Execute the command. We can see that the quad-core has all been used:

It seems that the parallel summation algorithm is a problem. It is better to improve it on your own.

Simple parallel summation algorithm
The idea is very simple. Divide the array into multiple parts, and each CPU core is responsible for the sum of one piece. Finally, add each piece as follows:

1 var partitionCount = 4; // number of parts
2var partitionLength = (data. Count ()-1)/partitionCount + 1; // length of each part
3var results = new long [partitionCount]; // declare an array to retain the sum of Blocks
4var r = Parallel. For (0, partitionCount, I => results [I] = PartitionSum (data, partitionLength * I, partitionLength ));
5var sum3 = results. Sum (); // Add each block
 

PartitionSum is a function used to calculate the sum of a certain partition:

1 public static long PartitionSum (long [] source, int start, int length)
2 {
3 long result = 0;
4 int end = start + length;
5 if (end> source. Length) end = length;
6 for (int I = start; I <end; I ++)
7 result + = source [I];
8 return result;
9}
 

Test Time:

1 2 3 4 5 6 7 8 9 10
Parallel improvement: 153 161 151 154 152 156 157 153 155 153

(Unit: milliseconds)

23% of the non-parallel execution time, which is similar to our initial expectation, is better.

Summary
Although the test in this article is simple, crude, and unauthoritative, it also shows that the parallel summation algorithm of. NET 4 is inefficient to some extent.
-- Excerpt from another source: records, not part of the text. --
PR #67, opened 2026-04-20
Option to set the target network speed and duplex mode in the webui

Koala887:
Since network speed has a significant impact on sound quality, I've added an option to set the target network speed and duplex mode in the web interface.
10 Mbps is perfectly sufficient for 44.1 – 96kHz files.

### DIFF
--- a/install.sh
+++ b/install.sh
@@ -1210,7 +1210,19 @@ IO_SCHED_CLASS="${IO_SCHED_CLASS:-realtime}"
 IO_SCHED_PRIORITY="${IO_SCHED_PRIORITY:-0}"
 RT_PRIORITY="${RT_PRIORITY:-50}"
 
+# Advanced network config
+TARGET_INTERFACE="${TARGET_INTERFACE:-}"
+TARGET_SPEED="${TARGET_SPEED:-100}"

This article only tests the parallel summation of. NET 4 and only involves a few parallel sums in. NET 4 .. The low efficiency of the parallel summation algorithm of NET 4 does not mean that the efficiency of other parts is not high.

Postscript: test results on a real quad-core CPU Xeon E5606
A friend mentioned in the reply that it may be the reason for the pseudo quad-core CPU. So I found a server with Xeon E5606, which is a genuine quad-core processor.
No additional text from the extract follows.